Agent Skills
Install the Ultracite skill for tools that support reusable skills, and keep repo-specific formatting decisions local to each project.
Ultracite supports two different AI guidance layers:
- Repo-local agent rules generated by
npx ultracite init --agents ... - A reusable Ultracite skill you can install once and carry across repositories
Use the global skill when your AI tool understands SKILL.md-style skills and you want a shared Ultracite baseline without copying the same instructions into every repo by hand.
Install the skill
If you already run npx ultracite init, the interactive setup can offer to install the skill for you. For non-interactive flows, you can also pass:
npx ultracite init --install-skill
If your AI tool supports installable skills, you can always add Ultracite directly with:
npx skills add haydenbleasel/ultracite
This installs the reusable skill bundle from the repository so compatible tools can load it as a shared capability.
What the skill includes
The installable skill ships with:
skills/ultracite/SKILL.mdfor the main workflow and guidanceskills/ultracite/references/code-standards.mdfor the detailed standards reference
The skill is designed to help an agent:
- detect when Ultracite is present in a project
- choose the active linter stack
- use the right
ultracite check,fix, anddoctorcommands - follow Ultracite’s code quality, accessibility, performance, and testing standards
Formatting stays project-local
The global skill intentionally does not hardcode formatter-specific settings such as line width, quote style, semicolons, or trailing commas.
Those details should come from the repository’s configured linter and formatter instead:
- Biome projects should follow
biome.jsonc - ESLint projects should follow ESLint plus Prettier and Stylelint
- Oxlint projects should follow Oxlint plus Oxfmt
That keeps one global skill portable across multiple repositories without forcing every repo to share the same formatting choices.
How it fits with repo instructions
The global skill is a baseline, not a replacement for repo-specific instructions.
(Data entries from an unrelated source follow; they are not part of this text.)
PR #40, opened 2026-07-24
fix(bench): add --child-auth {api,subscription} for review children

### LINKED ISSUE #32: Bench child-auth option: run review children on subscription OAuth (setup-token) instead of an API key
## Problem / Goal

The bench harness authenticates child review sessions exclusively through an `ANTHROPIC_API_KEY` force-injected from `bench/.env`; the isolated claude-home carries no credentials of its own. Every bench run is therefore metered API spend — including the routine functional smoke (~$27), which under the ratcheted measurement policy (#28) is the recurring per-sub-release cost and whose purpose is mechanical pass/fail, not measurement. An existing Claude subscription (Pro/Max) can absorb this traffic at no marginal cost via the officially supported setup-token path.

Goal: an explicit child-auth mode that runs bench children against subscription capacity via the officially supported long-lived OAuth token (`claude setup-token` → `CLAUDE_CODE_OAUTH_TOKEN`), with auth provenance recorded per run and cost fields handled honestly. Scoring/judging stays API-keyed — subscription auth covers only the child review sessions.

## Requirements

1. A `--child-auth {api, subscription}` knob (default `api`), threaded like the existing `--child-model` precedent, recorded in the `run.json` manifest and env fingerprint; ledger rows carry `auth_mode`.
2. Subscription mode suppresses the API-key injection **and strips every env credential source that outranks the OAuth token** in the documented precedence chain — `ANTHROPIC_AUTH_TOKEN`, `ANTHROPIC_API_KEY`, and the cloud-provider selectors (`CLAUDE_CODE_USE_BEDROCK`/`CLAUDE_CODE_USE_VERTEX`) — since the child inherits the full parent env today and any of them silently defeats the mode. Preflight additionally fails loud if the effective `CLAUDE_CONFIG_DIR` defines an `apiKeyHelper` (reachable via the `BENCH_CLAUDE_HOME` override), which also outranks the token. `CLAUDE_CODE_OAUTH_TOKEN` is required (ambient env or `bench/.env` via the shared dotenv parser) and its absence fails loud at preflight.
3. Token-only by design: no reliance on macOS Keychain or `~/.claude/.credentials.json` surviving the HOME/`CLAUDE_CONFIG_DIR` isolation (Keychain creds happen to survive on macOS; `.credentials.json` is stranded on Linux — implicit auth is a portability trap).
4. `check_prereqs` branches on mode: the child API-key requirement is relaxed in subscription mode; the judge/scorer key requirements are unchanged. The scoring path is untouched and remains API-keyed.
5. Ledger/cost honesty: the ledger row records the recomputed envelope cost unchanged and carries `auth_mode`; aggregates and any runbook/README cost figure must exclude or explicitly label `auth_mode=subscription` rows (official docs say the subscription figure "isn't relevant for billing" and its representation is unspecified — token counts still record either way). This contract is part of the requirement-9 unit-test surface.
6. Usage-limit behavior is documented in the bench README/runbook as observed, not assumed: official docs say a limit hit blocks further `-p` requests until the window resets (which in bench terms would surface as a 45-min watchdog timeout), but no machine-readable error shape is documented — the first subscription smoke confirms the actual failure mode (blocking-until-reset vs immediate error) and the docs record it; either way `--retry-failed` after the reset recovers. Recommended usage: functional smokes and dev iteration on subscription; of-record paired legs stay on API (clean cost accounting, no throttle-induced timeouts). Optional nice-to-have: classify a limit stall as a distinct invalid-reason if a reliable transcript signature exists.
7. Scope note (policy): this mode is for the owner's own subscription capacity — "ordinary, individual usage" per the usage policy, via the setup-token mechanism that is explicitly designed for CI/scripts. It is not a third-party credential-routing surface.
8. #28's runbook gains a "which tiers may run on subscription" line; cross-reference both directions.
9. Stdlib-only per repo rules; unit tests cover env assembly (injection suppressed, keys stripped, token required, manifest/ledger fields) with no live auth in CI.

## Evidence

Harness auth surface today (`bench/runner/invoke.py` unless noted):

```text
276-319 build_env — full parent env inherited; ANTHROPIC_API_KEY loaded from
  bench/.env and force-set (295-297), winning over ambient; HOME→claude-home
  (312), CLAUDE_CONFIG_DIR→claude-home/config (313); no credentials seeded
  into the isolated home (only _seed_trust's minimal .claude.json, 198-229).
  This injection point is the harness's single auth branch point.
232-273 _gh_auth_env — existing precedent for re-pointing a tool's credentials
  across the HOME isolation move (gh); 164-183 _load_dotenv_key — the shared
  dotenv parser (prereqs/build_env/judge) where a token path naturally lands.
run.py:225-229 check_prereqs hard-requires ANTHROPIC_API_KEY in bench/.env.
run.py:801-806 --child-model — the structural precedent for a per-run child
  knob (CLI → invoke_review → manifest, run.py:633-664).
Cost path: costs.py:52-80 parses envelope total_cost_usd/modelUsage; the
  ledger recomputes cost at score time from per-PR raw envelopes
  (score.py:666-699) → bench/experiments.jsonl.
Judge path (must stay API-keyed): score.py:399-416 sets MARTIAN_API_KEY →
  https://api.anthropic.com/v1/ for the vendored OpenAI-client scorer under
  uv (Bearer auth); key from BENCH_JUDGE_API_KEY | ANTHROPIC_API_KEY
  (score.py:110-127).
```

Platform facts (official docs, checked 2026-07-23):

```text
setup-token: 1-year OAuth token, Pro/Max/Team/Enterprise, "designed for CI
  pipelines and scripts" → CLAUDE_CODE_OAUTH_TOKEN
  (code.claude.com/docs/en/iam#generate-a-long-lived-token)
Auth precedence: cloud providers → ANTHROPIC_AUTH_TOKEN → ANTHROPIC_API_KEY →
  apiKeyHelper → CLAUDE_CODE_OAUTH_TOKEN → /login subscription
  (code.claude.com/docs/en/iam#authentication-precedence)
Cost under subscription: total_cost_usd "isn't relevant for billing purposes";
  representation (zero vs API-equivalent) unspecified
  (code.claude.com/docs/en/costs#track-your-costs)
Limits: 5-hour rolling window + weekly caps + Opus-specific cap; -p requests
  block until the reset shown in the message; no documented machine-readable
  error shape (support.claude.com/en/articles/11145838;
  code.claude.com/docs/en/errors)
Usage policy: subscription auth exists "to support ordinary use"; advertised
  limits "assume ordinary, individual usage"; third parties may not route
  requests through Free/Pro/Max credentials
  (code.claude.com/docs/en/legal-and-compliance#usage-policy)
```

Cost motivation (ledger): routine functional smoke ≈ $21–32/run (mean ~$27) — the recurring per-sub-release spend under the ratcheted policy; mini-subset legs ≈ $78–85 (recommended to remain on API per requirement 6).

- One-PR shape: knob + env-assembly branch + preflight branch + manifest/ledger fields + README/runbook docs + unit tests.
- Subscription-mode env assembly mirrors `_gh_auth_env`'s shape: a small `_claude_auth_env(mode)` helper owning injection/strip/require logic at the single branch point.

## Out of scope

- Scoring/judge auth (stays API-keyed; subscription cannot serve the judge path).
- Any review-pipeline behavior change.
- Bedrock/Vertex/cloud-provider auth *modes* (stripping/guarding their selector env vars in subscription mode is in scope per requirement 2; supporting them as auth modes is not).
- Auto-detecting available subscription headroom (no API for it; operator judgment).
- Scheduling or triggering any measurement spend.

## Verification

Tier: **suite-only.** Measurement policy (ratcheted, 2026-07-23): every item ships behind the always-on deterministic suites (pytest + `node --test`, parity and bundle-freshness included); this is bench-side tooling with no review-pipeline behavior surface, so no paired bench. Unit tests (under `bench/tests/`) prove the env-assembly contract: subscription mode suppresses injection, strips API-key vars, requires the token, and stamps `auth_mode` into manifest and ledger; api mode is byte-identical to today's behavior. The live proof is self-demonstrating: the first subscription-mode functional smoke run is the verification (exit-0 plus the #28 checker gates once that checker lands; a manual smoke suffices until then — soft dependency, not a blocker).

leehopper:
Closes #32.

> **Before squashing:** the pre-filled squash body will contain the literal skip-ci token, inherited from commit `10e7d9d`'s message (it explains semantic-release's convention and quotes the token). **Delete that line before confirming**, or the squashed commit carries it onto `main` and GitHub Actions skips the release run — no version bump, no changelog entry. `AGENTS.md` now warns about this; the token itself cannot be edited out of the branch's history without a force-push.

## Why?

Every bench run is metered API spend today, because `build_env` force-injects `ANTHROPIC_API_KEY` from `bench/.env` into the isolated claude-home, which carries no credentials of its own. That includes the routine functional smoke — the recurring per-sub-release cost under the ratcheted measurement policy, and one whose purpose is mechanical pass/fail rather than measurement. An existing Pro/Max subscription can absorb that traffic at no marginal cost through the officially supported `claude setup-token` → `CLAUDE_CODE_OAUTH_TOKEN` path.

This adds an explicit, opt-in child-auth mode for exactly that, with auth provenance recorded per run and cost fields handled honestly. Scoring/judging is untouched and stays API-keyed — subscription capacity covers only the child review sessions.

## What Changed?

**`--child-auth {api,subscription}`, default `api`** (`bench/run.py`) — threaded like the existing `--child-model` precedent: CLI sentinel, resolved default, `run.json` manifest and its `env_fingerprint`, then the ledger row. A resumed run keeps the mode it started with, and a flag contradicting it is refused rather than honoured: one run dir's per-PR costs are summed into a single `auth_mode`-labelled row, so mixing credentials within it would make that row a lie. The mode reaches **both** invocation paths — `--anchor naive` authenticates through the same `build_env` — which is why `child_auth` is recorded even for runs whose `tool`/`child_model` are null.

**Env assembly** (`bench/runner/invoke.py`) — a single `_claude_auth_env(base_env, mode)` helper owns the whole credential decision, mirroring `_gh_auth_env`'s shape at the one existing branch point. `api` is unchanged. `subscription` **removes** every env credential source the documented precedence chain places above the OAuth token — `CLAUDE_CODE_USE_BEDROCK`, `CLAUDE_CODE_USE_VERTEX`, `ANTHROPIC_AUTH_TOKEN`, `ANTHROPIC_API_KEY` — because the child inherits the operator's full env and any survivor silently defeats the mode. The token comes from `bench/.env` (winning over ambient, the same precedence that file already has for the API key); its total absence raises rather than falling back to the metered key.

**Preflight** (`check_prereqs`) branches on the mode and nothing else. `subscription` drops the metered-key requirement and instead requires the token and refuses an `apiKeyHelper` in the isolated claude home — the one over-ranking source that lives in a settings file and so cannot be stripped from an env. `main()` preflights the mode the run will *actually* spend, and a resume of a run dir with no manifest records the mode it chose, so scoring cannot later default it to `api`. Because dropping the key requirement means a missing judge key would only surface hours later at score time, the runner prints a one-line startup `NOTE:` when a subscription run can see no judge key at all — a warning, not a prerequisite.

**Cost honesty** (`bench/runner/ledger.py`, `score.py`, `report.py`) — the ledger row carries `auth_mode`; `cost_usd`/`tokens_total` are recorded exactly as before, so the envelope figure is never rewritten. `ledger.cost_is_billable` is the single gate consumers read, because Anthropic documents a subscription-served run's `total_cost_usd` as not relevant for billing. The dashboard keeps the figure in the run-ledger table behind a `‡` marker but drops it from the run-cost tile, the release-card legs, and the derived per-golden aggregate; the footnote appears only when such a row exists, so a ledger of API-keyed runs renders byte-identically and the committed `report.html` does not churn. `auth_mode` is deliberately **not** in `REQUIRED_KEYS` — the ledger is append-only and every historical row must stay valid.

`ledger.py` is also the single home of the child-auth vocabulary (`AUTH_MODES` and friends) and of the manifest → `auth_mode` chain (`manifest_auth_mode`), read by the CLI, the env assembly, the scorer and the dashboard alike. It earns that role twice over: `auth_mode` is the field that outlives a run, and the module imports nothing from the package, so every consumer can depend on it without a cycle.

**Docs** — `bench/README.md` gains a *Child auth modes* section: the setup-token flow, the stripping rationale, token-only-by-design rather than leaning on Keychain or a `.credentials.json` that the `HOME` isolation strands on Linux, the guard's own limitations (worktree-scoped and enterprise-managed settings it cannot reach), scoring staying API-keyed, cost honesty, and the usage-policy scope. Usage-limit behaviour is recorded as **unconfirmed** with the documented expectation and the bench-side symptom to look for, for the first live smoke to settle rather than assert now. `bench/MEASUREMENT.md` gains a which-tiers-may-run-on-subscription table; both docs cross-reference each other.

## Verification

Tier: **`suites-only`** — see [`bench/MEASUREMENT.md`](bench/MEASUREMENT.md). Bench-side tooling with no review-pipeline behaviour surface, so the deterministic suites are the gate.

129 new unit tests prove the contract with no live auth. The load-bearing one crosses the subprocess boundary: the fake `claude` records which credential vars it actually *received* (presence only, never values), so "the metered key never reaches the child" is asserted rather than reasoned about. I verified that test is not vacuous by neutering the production strip list and watching it fail; likewise the new `report.py` script-invocation test, verified red with the `sys.path` shim removed.

The live proof is owner-triggered and self-demonstrating: the first subscription-mode functional smoke, best folded into the next per-sub-release smoke (which then costs ~$0 instead of ~$27). It is also what settles the usage-limit paragraph the README marks unconfirmed.

## Additional Notes

Two pre-review adversarial passes found three defects, each now regression-tested: a resume path that preflighted one credential and spent the other for a run dir with no `run.json`; an `apiKeyHelper` scan that missed a home-relative `.claude/` dir; and an unlabelled subscription cost still printed on the release cards.

CodeQL flagged clear-text logging on the prereq output. I reproduced it locally with the CodeQL CLI to get the real dataflow rather than guessing: its credential heuristic matches any `api?key` or `oauth` identifier, so interpolating those names into a printed message — even when only the *name* travels — reads as logging a credential. Fixed at the source: env var names are string literals in user-facing messages, and the helper lookup is named `api_key_helper_files` for the file paths it returns (`file` is the heuristic's own de-classifier for a filename). No sink suppression, no information dropped from the messages, and tests pin both the literal-vs-constant spelling and the naming constraint.

**Review rounds (all six findings fixed, threads answered inline and resolved):** the auth-mode strings and the manifest → mode chain were consolidated into `ledger.py` — I'd rate the duplicated chain above its LOW label, since two implementations could resume a run on one credential while labelling its row with the other, which is precisely the cost honesty this PR adds; `report.py`'s `sys.path` shim is now exercised by a real script run; the table's duplicated `fmt_money` call folded into one; an unused import removed after an AST sweep found no others; and Bugbot's orphan-run-dir finding closed by persisting the mode such a resume spends.

**Merged `main` twice** — the contribution-surface refresh and then the v3.1.3 release. The only conflict was `bench/MEASUREMENT.md`'s tier ladder: `main` added the `Slug` column and its explanatory paragraph while this branch qualified the Cost column as `auth_mode=api` spend. Kept both, with `main`'s table shape verbatim, since `tests/test_contribution_surface.py` parses the `Slug` column positionally; all three slugs still resolve. The release commit also reintroduced the documented `CHANGELOG.md` markdownlint nit, re-fixed here.

**Deferred work, captured in-repo rather than left in a closing issue:** the optional limit-stall invalid-reason classification is now an entry in `bench/MEASUREMENT.md`'s watch ledger, whose stated purpose is facts surviving issue deletion — it is evidence-blocked rather than actionable, so a work-queue issue would sit open with no trigger. The rationale for `--check`/`--score-only` accepting and ignoring the per-run knobs is now a comment at that guard, where a future contributor would otherwise "fix" it.

Not in scope (per the issue): judge/scorer auth, any review-pipeline behaviour, Bedrock/Vertex as auth *modes*, subscription-headroom detection, and triggering any measurement spend.

[bench/report.py output for the same run under both auth modes: with auth_mode=api the Run cost tile reads $27.00 and the ledger row](https://cursor.com/agents/bc-0f973935-105d-4880-a9d2-b34d6316f80a/artifacts?path=%2Fopt%2Fcursor%2Fartifacts%2Freport_subscription_cost_honesty.png)

- [x] Pipeline tests pass: `python -m pytest tests/ -q` (562 passed, 245 subtests)
- [x] Bench self-tests pass: `python -m pytest bench/tests/ -q` (483 passed, was 354)
- [x] Workflow tests pass: `node --test workflows/test/*.test.js` (263 passed, Node 24.18.0)
- [x] Parity fixtures regenerated with `workflows/test/tools/record_parity.py` if a deterministic transform changed — n/a, no deterministic transform touched
- [x] Docs, skill references, and agent contracts updated if behavior changed

<sub>To show artifacts inline, <a href="https://cursor.com/dashboard/cloud-agents#team-pull-requests">enable</a> in settings.</sub>

<div><a href="https://cursor.com/agents/bc-0f973935-105d-4880-a9d2-b34d6316f80a"><picture><source media="(prefers-color-scheme: dark)" srcset="https://cursor.com/assets/images/open-in-web-dark.png"><source media="(prefers-color-scheme: light)" srcset="https://cursor.com/assets/images/open-in-web-light.png">Open in Web</picture></a>&nbsp;<a href="https://cursor.com/background-agent?bcId=bc-0f973935-105d-4880-a9d2-b34d6316f80a"><picture><source media="(prefers-color-scheme: dark)" srcset="https://cursor.com/assets/images/open-in-cursor-dark.png"><source media="(prefers-color-scheme: light)" srcset="https://cursor.com/assets/images/open-in-cursor-light.png">Open in Cursor</picture></a>&nbsp;</div>


bench/runner/ledger.py
```diff
@@ -8,12 +8,23 @@
...
+run's ``total_cost_usd`` as not relevant for billing purposes, so
+``cost_is_billable`` below is the single gate every consumer (scoring, the
+dashboard) reads before letting a row's cost into a billable figure.
 """
 
 import json
 import os
 
+SUBSCRIPTION_AUTH_MODE = "subscription"
+DEFAULT_AUTH_MODE = "api"
```
leehopper: **💡 [LOW] Auth-mode string constants duplicated across three modules instead of one canonical source**

The child-auth domain concept ("api"/"subscription") is defined independently in three places -- invoke.CHILD_AUTH_MODES, ledger.DEFAULT_AUTH_MODE/SUBSCRIPTION_AUTH_MODE, and run.DEFAULT_CHILD_AUTH -- as bare string literals rather than one shared enum/constant, so nothing but unit tests keeps the three spellings from drifting.

bench/run.py
```diff
@@ -653,9 +728,74 @@ def _resolve_child_model(tool, child_model):
...
+        return None
+    try:
+        manifest = _load_json(path)
+    except (ValueError, OSError):
+        return None
+    if not isinstance(manifest, dict):
+        return None
+    fingerprint = manifest.get("env_fingerprint")
+    fingerprint = fingerprint if isinstance(fingerprint, dict) else {}
+    return manifest.get("child_auth") or fingerprint.get("child_auth") or DEFAULT_CHILD_AUTH
```
leehopper: **💡 [LOW] Manifest-to-auth-mode fallback chain is duplicated (and drift-risky) across run.py and score.py**

bench/run.py's _recorded_child_auth and bench/runner/score.py's _auth_mode both implement the identical three-step fallback -- top-level manifest.child_auth, else env_fingerprint.child_auth, else the api default -- as separate inline expressions with separately-defined default constants.

bench/report.py
```diff
@@ -18,19 +18,36 @@
...
 
+BENCH_DIR = Path(__file__).resolve().parent
+# This module runs as a script (``python3 bench/report.py``), so the repo root is
+# not importable by default; the ledger helpers below are the one definition of
+# which costs are billable and must not be re-derived here.
+REPO_ROOT = BENCH_DIR.parent
+if str(REPO_ROOT) not in sys.path:
+    sys.path.insert(0, str(REPO_ROOT))
+
+from bench.runner.ledger import cost_is_billable, row_auth_mode  # noqa: E402
```
leehopper, line 33: **💡 [LOW] New cross-package import + sys.path shim in report.py never exercised via actual script invocation**

This PR adds report.py's first-ever intra-repo import (bench.runner.ledger.cost_is_billable/row_auth_mode) plus a new sys.path.insert(REPO_ROOT) shim needed because report.py is documented as run standalone (python3 bench/report.py). Every existing test imports the module via `from bench import report` after the test file itself has already inserted REPO_ROOT onto sys.path, so the shim's actual job is never exercised. No test or CI step subprocess-invokes `python3 bench/report.py`.

bench/report.py
```diff
@@ -1329,6 +1359,21 @@ def build_table_html(groups, top_anchor, ceiling):
...
+        else:
+            cost_tip = html.escape(
+                f"auth_mode={row_auth_mode(r)} — served by Claude subscription "
+                "capacity, not metered API spend; excluded from every derived "
+                "cost figure."
+            )
+            cost_cell = (
+                f'<td class="num" title="{cost_tip}">'
+                f'{fmt_money(r.get("cost_usd"))} {NON_BILLABLE_MARK}</td>'
+            )
```
leehopper, line 1376: **💡 [LOW] cost_cell branch computes fmt_money(cost_usd) twice instead of once**

The new cost_cell if/else in build_table_html calls fmt_money(r.get("cost_usd")) separately in each branch even though the formatted value is identical in both -- only the wrapping markup differs.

Use repo-local files such as AGENTS.md, CLAUDE.md, replit.md, or other agent-specific config when you need to add:
- architecture decisions for a single codebase
- framework or deployment details
- project-specific naming or file layout rules
- workflow notes that only apply to one repository
In practice, the best setup is usually:
- Install the global Ultracite skill once
- Add repo-local Ultracite agent rules where your tool supports them
- Let the repository’s formatter config control formatting details
When to use which option
Choose repo-local agent rules when you want committed instructions inside a specific repository and need every collaborator or cloud task to inherit the same contract.
Choose the global skill when you want Ultracite available everywhere by default and prefer to keep formatting and project specifics in each repository’s own configuration.